At same time check also Tomcat Logs from Primary Site/Primary Node if have similar errors like this:

Jun 19, 2020 6:26:22 PM com.cloakware.cspm.server.replication.ReplicationManager deactivateSitesTooFarBehind
SEVERE: ReplicationManager.deactivateInactiveSites Site secondarysitenodename.domain.com (lastRecordProcessed=0) is more than 20000 behind the primary site (MaxReplRecordId=4738956).  Deactivating site so events can be purged.
Jun 19, 2020 6:26:22 PM com.cloakware.cspm.server.replication.ReplicationManager deactivateSitesTooFarBehind
SEVERE: ReplicationManager.deactivateInactiveSites Site secondarysitenodename.domain.com (lastRecordProcessed=0) is more than 20000 behind the primary site (MaxReplRecordId=4738956).  Deactivating site so events can be purged.
Jun 19, 2020 6:26:24 PM com.cloakware.cspm.server.app.SiteReplicationServlet a

 

Environment

Release : 3.2

Component : PRIVILEGED ACCESS MANAGEMENT

Resolution

To workaround the issue have top Stop cluster and Start again if receiving this behavior and verified that messages in Tomcat Logs from primary and secondary nodes.

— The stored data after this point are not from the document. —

Issue #114, opened 2015-03-19
Implementing a link checker


davidsinclair:
Hi,

First off I have to say I really like node-simplecrawler - good work! 

I want to implement a link checker for the site I am working on and using it has gotten me 95% of the way there but I am stuck getting the last little bit working. What I want to do is check all links on the site for 404's and redirects.  We feed the results into our custom content management system so that content authors can fix the broken links it finds.

However, we want to verify external links but not to actually go an and crawl that site.  It seems that simplecrawler will not fetch the external links unless I set filterByDomain to false.  But if I do that then it starts to also crawl those sites.  I do not want to set a fixed depth because I want to ensure our whole site gets crawled.  

I have tried implementing my own link discovery but when I do this the queueItems do not have a referrer set.  I really need to know the referrer in order to report the link back to our system.

Any ideas?  For now I have just added an if statement to your discoverResources function that returns an empty array for external sites.  Is there a better way for me to do this? 

Many thanks for any guidance you can give me,

David

cgiffard:
Hi! This is a good use case — thanks for filing an issue. I'm pretty busy for a couple of days, so I'll have a think about this and get back to you on the weekend. :)

davidsinclair:
Hi,

Have you had a chance to think about how this might be handled?  I would be happy to implement the solution and submit a pull request if you could suggest the approach you think fits best.  

Thanks,

David

cgiffard:
Hey — if you're still interested, the feature is being bashed out in PR #74 (https://github.com/cgiffard/node-simplecrawler/pull/74) — but I've asked for a test to be added. I'll pick it up myself if required — seems a lot of people want this feature. :)

fredrikekelund:
This ticket is an oldie, but I guess what could solve this use case would be to pass the current queueItem to fetch conditions. With that, I could tell where the resource I'm looking at has been discovered, and filter it based on that. So I set filterByDomain to false, but avoid any resources on the second site that were in fact discovered on the second site.

fredrikekelund:
The feature I suggested was merged in #217 and released in 0.6.2

Issue #131, opened 2015-05-01
Ignoring Max Depth


BenChirlin:
Hi. I was wondering if there's a way to have a set max depth but then have that ignored for certain types of URLs. I saw the `fetchWhitelistedMimeTypesBelowMaxDepth` but the documentation seems to imply this is only applicable to assets and not actual URLs in the page.

Specifically I want to crawl my site from an origin request to a given depth but want to ignore that depth with pagination links on pages to ensure the spider will crawl an entire paginated post and not cut off after a certain number of pages due to `maxDepth`. 

For instance, if `spider.maxDepth = 3;` and the spider is on a page `www.mysite.com/2014/06/astory.html`, a depth 3 from it's origin request. Is there a way to ensure the spider will continue to crawl a link `www.mysite.com/2014/06/astory.html?pg=2` even though it's already at its `maxDepth`?

Thank you!

BenChirlin:
After a quick dive into the source it looks like the [`fetchWhitelistedMimeTypesBelowMaxDepth`](https://github.com/cgiffard/node-simplecrawler/blob/master/lib/crawler.js#L344) property only checks an internal list of type options. I'll make a pull request with that list being a variable which defaults to the current configuration.

fredrikekelund:
The `fetchWhitelistedMimeTypesBelowMaxDepth` setting is a bit weird to me... I think the best way to accomplish what you're after would be to provide the current queueItem to all fetch conditions. That would enable the developer to determine whether to fetch the next resource based on the current depth.

I realize this ticket hasn't been active in a while, but I'll see what I can do about submitting a PR for this!

BenChirlin:
Yeah pretty old. I already finished my project but I ended up forking the repo, adding an `ignoreDepth` option for a specific regex, and managed it that way. I submitted a PR but the manager of the repo said he didn't feel like it added enough utility but I'm glad to have tried to contribute (and got my project finished!).

cgiffard:
I like the idea of making the queueItem available to fetch conditions. Bear in mind that it won't have much data in it at that early stage. (I think in the life cycle of where the fetch condition is executed, the queueItem hasn't even been created yet.)

cgiffard:
Generally speaking I think a lot of people's requests centre around specific rules for what is fetched and what isn't — and having a more flexible mechanism to allow them to write those rules would both satisfy their requirements as well as keep a lot of crazily complex and highly specific logic out of simplecrawler core.

[...]

PR #217, opened 2016-02-13
Pass queueItem to fetch conditions

fredrikekelund:
This enables more sophisticated logic in fetch conditions. It should also be just what the doctor ordered in #114.

### DIFF
--- a/lib/crawler.js
+++ b/lib/crawler.js
@@ -753,7 +753,7 @@ Crawler.prototype.queueURL = function(url, queueItem) {
     // Pass this URL past fetch conditions to ensure the user thinks it's valid
     var fetchDenied = false;
     fetchDenied = crawler._fetchConditions.reduce(function(prev, callback) {
-        return prev || !callback(parsedURL);
+        return prev || !callback(parsedURL, queueItem);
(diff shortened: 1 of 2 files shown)


lib/crawler.js
```diff
@@ -753,7 +753,7 @@ Crawler.prototype.queueURL = function(url, queueItem) {
     // Pass this URL past fetch conditions to ensure the user thinks it's valid
     var fetchDenied = false;
     fetchDenied = crawler._fetchConditions.reduce(function(prev, callback) {
-        return prev || !callback(parsedURL);
+        return prev || !callback(parsedURL, queueItem);
```
cgiffard: Wow, didn't think that'd be so simple! Nice catch. :)

fredrikekelund:
Yeah, was pretty happy when I realized :) What do you think about my idea in #131 btw? I think "download conditions" could be a second concept that gives greater flexibility around which resources to fetch, and which to avoid. We could drop `fetchWhitelistedMimeTypesBelowMaxDepth` as well, which IMHO seems like a setting that really is fairly unique for certain use cases

PR #223, opened 2016-02-15
Use initial protocol and port in `processURL`

Hywan:


cgiffard:
Hey! Thanks for submitting a pull request. So we can get a better idea of what's going on (simple as the change appears) — would you mind providing a bit of explanatory information as to your rationale here? Also, if this is fixing a bug, would you mind including a regression test for the feature?

Thanks! :)

Hywan:
To be frank, I have a bug with the crawler and this patch does not fix it, but I was thinking this is weird to have a initial port and an initial path and not using it. Why hardcoding the default port and path in this particular case :-)?

cgiffard:
Hey — thanks for getting back to me. :)

[If you look at the code directly above your patch](https://github.com/Hywan/node-simplecrawler/blob/patch-1/lib/crawler.js#L424-L425) we're actually using URIjs to normalise the URL, so the port will be set relative to the absolute URL of the page from which it was discovered, unless it sets an absolute hostname or port. I am fairly sure that `port()` and `protocol()` will never be falsy due to this, so the code you've added won't ever run.

Could you talk about the problem you're having? Perhaps file a separate issue for it?

Hywan:
However, if we have `https://foobar.com`, the default port will be 80, which is wrong :-/. Is it an known issue?

cgiffard:
Is this a problem you've experienced? My understanding is that URIjs will retrieve the appropriate port based on the protocol.

dzafel:
@cgiffard
My test code (`URL` and `context.uri` based on real data I had when crawling a website):
```
newURL = uri('https://www.example.com/my-portfolio')
  .absoluteTo('https://www.example.com:443/')
  .normalize();
```

result:
```
{
  protocol: 'https',
  username: null,
  password: null,
  hostname: 'www.example.com',
  urn: null,
  port: null,
  path: '/my-portfolio',
  query: null,
  fragment: null
}
```
so as you can see `port` is empty, but it should be 443. Tested with urijs 0.16, 0.17 and 0.18

cgiffard:
Does it cause a bug — are you unable to connect using those details? My understanding is that the use of the https agent should default to 443, but I could be wrong. (I'll have to review the code to check, in a bit.)

dzafel:
From my experience it's not possible to connect to addresses like `https://example.com:80/my-portfolio` when a website is on Windows Server (IIS) - because the `:80` part is added by simplecrawler when `newUrl.port()` is empty

cgiffard:
Ah, I see. It would be good to get a unit test in for this behaviour. I'm really flat out at the day job and unable to touch this in any meaningful way until the weekend — but I'll have a look then!

Issue #220, opened 2016-02-14
Different events for 404 and 410 


tmpfs:
I think the event name ambiguity is a little misleading (although it is documented in the readme that 410 triggers `fetch404`). I have implemented a quick fix for this to distinguish the event names if you want the pull request?

My rationale is that `fetch404` should not have the `410` event status code bundled in because there are instances when they would need to be handled differently.

My use case is that I am building a tool that downloads all `text/html` and `application/xhtml+xml` pages and validates them using the [nu validator](https://github.com/validator/validator). I want to add the logic to download and validate 404 errors but ignore 410 errors. Clearly I can just switch on the status code in `fetch404` but there is something about the event name that bothers me.

I suggest that either:

* `fetch404` and `fetch410` are emitted (quickly implemented, tests passing)
* the event name is renamed to `notFound` or something similar

Sorry if this is a little pedantic.

tmpfs:
Clearly, renaming to `notFound` is a breaking change and requires a minor version bump, as does distinguishing event names too (people might already be switching on status code in `fetch404`).

cgiffard:
Good suggestion, and definitely an artefact of simplecrawler's evolution. I'm thinking we could add a `notFound` event which would take both 404s and 410s, but remove the 410 responses from emitting a `fetch404`, which is clearly confusing.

The node will NOT sync without stop/start cluster.

To definitive resolve this issue it's necessary 

Update the PAM to most recent version if your are with PAM 3.2.2

The solution isi published in this intermediate version 3.3.1 and also included in recent versions.

https://techdocs.broadcom.com/content/broadcom/techdocs/us/en/ca-enterprise-software/layer7-privileged-access-management/privileged-access-manager/3-4/release-information/resolve-issues-in-earlier-3-x-releases/resolved-issues-in-3-3_1.html

Salesforce Case Number 20001227
Internal Defect ID DE420853
Resolved Issue Credential Manager database out-of-sync on secondary cluster node and attempts to resync that node fail.